Spark has recently been gaining traction. So I thought of providing starting point to play with Spark. Have written a simple code for Logistic regression to help  in transition.

I hope you guys find it interesting, and building block for learning spark. Spark is really interesting.

What Is Apache Spark?

Apache Spark is an open source processing engine built around speed, ease of use, & Analytics. Apache Spark is a cluster computing platform designed to be fast and general-purpose. Spark is alternative for large amounts of data that requires low latency processing that a typical Map Reduce program cannot provide. Spark performs at speeds up to 100 times faster than Map Reduce for iterative algorithms or interactive data mining. Spark provides in-memory cluster computing for lightning fast speed and supports Java, Scala, and Python

Spark combines SQL, streaming and complex Analytics together seamlessly in the same application to handle a wide range of data processing scenarios. Spark runs on top of Hadoop, Mesos, standalone, or in the cloud. It can access diverse data sources such as HDFS, Cassandra, HBase, or S3.

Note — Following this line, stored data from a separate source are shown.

PR #24520, opened 2023-10-23
nerfs the new engineering machine's prybar, toolspeed also: removes the RCD from it

RatFromTheJungle:
## About The Pull Request

the tools reference being slower, in exchange for being three in ones, or roundstart jaws (looking at you prybar), but they weren't actually slower at all

## Proof of Testing

<details>
  
its just a numbers change

</details>

## Changelog

:cl:
balance: made the colony fabricator's tools actually slower, removed the RCD per request
/:cl:

### DIFF
--- a/modular_skyrat/modules/colony_fabricator/code/tools/tools.dm
+++ b/modular_skyrat/modules/colony_fabricator/code/tools/tools.dm
@@ -26,7 +26,7 @@
 	hitsound = 'sound/items/drill_hit.ogg'
 	usesound = 'sound/items/drill_use.ogg'
 	w_class = WEIGHT_CLASS_SMALL
-	toolspeed = 1
+	toolspeed = 1.2
 	random_color = FALSE
 	greyscale_config = null
 	greyscale_config_belt = null
@@ -95,7 +95,7 @@
 		survive <b>forcing doors open</b>."
 	icon = 'modular_skyrat/modules/colony_fabricator/icons/tools.dmi'
 	icon_state = "prybar"
-	toolspeed = 1
+	toolspeed = 1.3
 	force_opens = TRUE
 	custom_materials = list(
 		/datum/material/iron = SHEET_MATERIAL_AMOUNT * 1.75,
--- a/modular_skyrat/modules/colony_fabricator/code/tools/tools.dm
+++ b/modular_skyrat/modules/colony_fabricator/code/tools/tools.dm
@@ -26,7 +26,7 @@
 	hitsound = 'sound/items/drill_hit.ogg'
 	usesound = 'sound/items/drill_use.ogg'
 	w_class = WEIGHT_CLASS_SMALL
-	toolspeed = 1.2
+	toolspeed = 1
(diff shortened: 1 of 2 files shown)


Paxilmaniac:
> the tools reference being slower, in exchange for being three in ones

Erm, they only say they're slower than power tools.

Hatterhat:
> > the tools reference being slower, in exchange for being three in ones
> 
> Erm, they only say they're slower than power tools.

if you want to nitpick you could probably argue that the desc should be more clear about this but i think the mild tedium of having to juggle a radial for the combi driver is enough

modular_skyrat/modules/colony_fabricator/code/tools/tools.dm
```diff
@@ -26,7 +26,7 @@
 	hitsound = 'sound/items/drill_hit.ogg'
 	usesound = 'sound/items/drill_use.ogg'
 	w_class = WEIGHT_CLASS_SMALL
-	toolspeed = 1
+	toolspeed = 1.2
```
ghost: Just to make sure, this one's description explicitly says "Compared to other power drills these tend to be \
		<b>not much quicker than unpowered tools</b>." So it SHOULD still be quicker than unpowered ones.

Paxilmaniac: Just leave it at 1 toolspeed. You don't even gain much from it being three in one compared to power tools, considering that you still need to carry a separate crowbar.

RatFromTheJungle: if they're 1 toolspeed, they should be normal sized like the other powertools; or powertools should be made small sized, because essentially-power-tools but only one is normalsized (crowbar) is a bit off pilled with the standard currently set, when you can do stuff like (image), so I decided it'd be better to just slow them down a bit so they aren't always questionably a storage upgrade to powertools for non-engineers (minus the prybar)
image

Paxilmaniac: Make the driver normal sized in that case, I thought I did already. The convenience of multiple in one NOTHING if you're staring at action bars longer than just having the tools split.

chemistrymain2: > if they're 1 toolspeed, they should be normal sized like the other powertools; or powertools should be made small sized, because essentially-power-tools but only one is normalsized (crowbar) is a bit off pilled with the standard currently set, when you can do stuff like (image), so I decided it'd be better to just slow them down a bit so they aren't always questionably a storage upgrade to powertools for non-engineers (minus the prybar) image

Powertools should probably be made small sized, yes.

YakumoChen: They aren't because it would completely invalidate the tool belt as a belt, you either choose to have a belt and faster tools, a box with slower tools, or half your backpack space to have fast tools

lessthnthree (approved):

PR #24543, opened 2023-10-24
issue fixes and qol for ant, worm, and ash farming

jjpark-kb:
## About The Pull Request
you can now feed worm and ant farms from a plant bag
plant bags can now directly harvest from ash farms
worms will reproduce when having 2 (was bugged and required 3 due to logic)
fertilizer will not be used if it doesn't upgrade something in the plant

there are a few things that didn't make sense-- worms can't reproduce when having 2? it was a logic error: using > instead of >=. there are also a few qol things that should have been added way earlier

## Proof of Testing

<details>
  
image
image

</details>

## Changelog

:cl:
qol: you can now directly feed worm/ant farms from plant bags
qol: you can now directly harvest ash farms with plant bags
fix: worm farms can reproduce with 2 now (instead of the 3 due to a logic error)
fix: fixed fertilizer being deleted even if it didn't upgrade an ash farm
/:cl:

### DIFF
--- a/modular_skyrat/modules/ashwalkers/code/buildings/wormfarm.dm
+++ b/modular_skyrat/modules/ashwalkers/code/buildings/wormfarm.dm
@@ -116,6 +116,7 @@
 		balloon_alert(user, "feeding the worms")
 		for(var/obj/item/food/selected_food in attacking_item.contents)
 			if(!do_after(user, 1 SECONDS, src))
+				in_use = FALSE
 				return
 
 			qdel(selected_food)
--- a/modular_skyrat/modules/ashwalkers/code/buildings/wormfarm.dm
+++ b/modular_skyrat/modules/ashwalkers/code/buildings/wormfarm.dm
@@ -32,7 +32,7 @@
 
 	COOLDOWN_START(src, worm_timer, 1 MINUTES)
 
-	if(current_worm > 2 && current_worm < max_worm)
+	if(current_worm >= 2 && current_worm < max_worm)
 		current_worm++
 
 	if(current_food > 0 && current_worm > 1)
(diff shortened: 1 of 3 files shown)


xXPawnStarrXx:
Worms were intended to be made for tribals, right? Would it be fair to maybe make them only craftable by tribals or do you intend for crew to use them as they have been?

jjpark-kb:
> Worms were intended to be made for tribals, right? Would it be fair to maybe make them only craftable by tribals or do you intend for crew to use them as they have been?

I try for most of my content to be open to whomever wants to use it— worms were just intended for those who use ash farming, of which I know some station people do ash farming

vinylspiders (approved):

modular_skyrat/modules/ashwalkers/code/buildings/wormfarm.dm
```diff
@@ -107,6 +107,23 @@
...
+	if(istype(attacking_item, /obj/item/storage/bag/plants))
+		if(in_use)
+			balloon_alert(user, "currently in use")
+			return
+		in_use = TRUE
+
+		balloon_alert(user, "feeding the worms")
+		for(var/obj/item/food/selected_food in attacking_item.contents)
+			if(!do_after(user, 1 SECONDS, src))
+				return
```
vinylspiders:
```suggestion
			if(!do_after(user, 1 SECONDS, src))
				in_use = FALSE
				return
```
Think you'll want to set this bool here, or else it might get stuck in the `in_use` state.

vinylspiders (changes requested):

vinylspiders (approved):

PR #24548, opened 2023-10-24
Marks the flatpacked Fabricator and RTG imports as 'restricted'

ghost:
## About The Pull Request
It really makes no sense for the crowbar to be restricted, but not the thing that can print infinite crowbars (plus a lot more)...
And the improperly shielded RTG just doesn't make sense to be all-access either. Giving untrained and unauthorized crew access to radiation spewers?

If the code was in place, I would prefer to make them restricted to only Engineering so that other command staff don't just buy them to kit their department with budget-JoL and tools, but import code runs off guncargo code which only had guns in mind rather than the broad spectrum of departmental accesses...

Really it just doesn't make sense that the prybar is restricted but not the thing that prints them. Seems like an oversight.
And the RTG just doesn't make sense to not be restricted because, again, it's not shielded. Radioactive contaminants shouldn't be all-access.

## Proof of Testing
It's really that shrimple

image

## Changelog

:cl:
balance: the flatpacked Fabricator and RTG are now restricted-access imports
/:cl:

### DIFF
--- a/modular_skyrat/modules/company_imports/code/armament_datums/akh_frontier.dm
+++ b/modular_skyrat/modules/company_imports/code/armament_datums/akh_frontier.dm
@@ -29,6 +29,7 @@
 /datum/armament_entry/company_import/akh_frontier/deployables_fab/rapid_construction_fabricator
 	item_type = /obj/item/flatpacked_machine
 	cost = CARGO_CRATE_VALUE * 6
+	restricted = TRUE
 
 // Various smaller appliances than the deployable machines below
 
@@ -80,3 +81,4 @@
 
 /datum/armament_entry/company_import/akh_frontier/deployables/rtg
 	item_type = /obj/item/flatpacked_machine/rtg
+	restricted = TRUE


RatFromTheJungle:
image

HoodMilk:
To be fair anyone with lathe access can print out uranium and start flooring the station with it. But the fabricator board makes sense.

SpaceLoveSs13:
The entire point of the PR was to allow anyone to start a functional system from scratch anywhere when needed in dire situations. Unnecessarily restricting the access of the fundamental item in the block is not required.

SomeRandomOwl:
> The entire point of the PR was to allow anyone to start a functional system from scratch anywhere when needed in dire situations. Unnecessarily restricting the access of the fundamental item in the block is not required.

If something the lathe can make is restricted from normal purchase, then the lathe itself should also be restricted so people cant work around the restriction

ghost:
> If something the lathe can make is restricted from normal purchase, then the lathe itself should also be restricted so people cant work around the restriction

This pretty much summed up the reasoning behind the PR yeah thanks 4 being better with words

lessthnthree (approved):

At its core, Spark is a “computational engine” that is responsible for scheduling, distributing, and monitoring applications consisting of many computational tasks across many worker machines, or a computing cluster. Because the core engine of Spark is both fast and general-purpose, it powers multiple higher-level components specialized for various workloads, such as SQL or machine learning. These components are designed to inter-operate closely, letting you combine them like libraries in a software project.

Components of Spark

Spark Core Concepts

At a high level, a Spark application consists of a driver program that launches various parallel operations on a cluster. The driver program contains the main function of your application which will be then distributed to the clusters members for execution. The SparkContext object is used by the driver program to access the computing cluster. For the shell applications the SparkContext is by default available through the sc variable.

A very important concept in Spark is RDD – resilient distributed data-set. This is an immutable collection of objects. Each RDD is split into multiple partitions, which may be computed on different nodes of the cluster. RDD can contain any type of object from Java, Scala, Python or R including user-defined classes. The RDDs can be created in two ways: by loading an external data-set or by distributing a collection of objects like list or sets.

After creation we can have two types of operation on the RDDS:

  • Transformations –  construct a new RDD from an existing one
  • Actions – compute a result based on an RDD

RDDs are computed in a lazy way – that is when they are used in an action.  Once Spark sees a chain of transformations, it can compute just the data needed for its result. Each time an action is run on an RDD, it  is recomputed. If you need the RDD for multiple actions, you can ask Spark to persist it using RDD.persist().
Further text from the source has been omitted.